[ACTIVITY]
Everything in the listing below must be duplicated exactly.

[DATASET EXTRACT]
[Start of Attachment]

PR #1168, opened 2026-07-21
feat: auction order details — settlement status display & auction-awa…

Franchovy:
<img width="3456" height="5547" alt="screencapture-localhost-3000-dashboard-orders-ea5c5847c912fcf114752fc78ac72f9c0bba23e5963c204fdcb904687481ea66-2026-07-21-14_58_51" src="https://github.com/user-attachments/assets/e82d3b6b-5ed4-4407-9ff4-fed4e24fc5e9" />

[End of Attachment]

[REPLY TO THE EXERCISE]
PR #1168, opened 2026-07-21
feat: auction order details — settlement status display & auction-awa…

Franchovy:
<img width="3456" height="5547" alt="screencapture-localhost-3000-dashboard-orders-ea5c5847c912fcf114752fc78ac72f9c0bba23e5963c204fdcb904687481ea66-2026-07-21-14_58_51" src="https://github.com/user-attachments/assets/e82d3b6b-5ed4-4407-9ff4-fed4e24fc5e9" />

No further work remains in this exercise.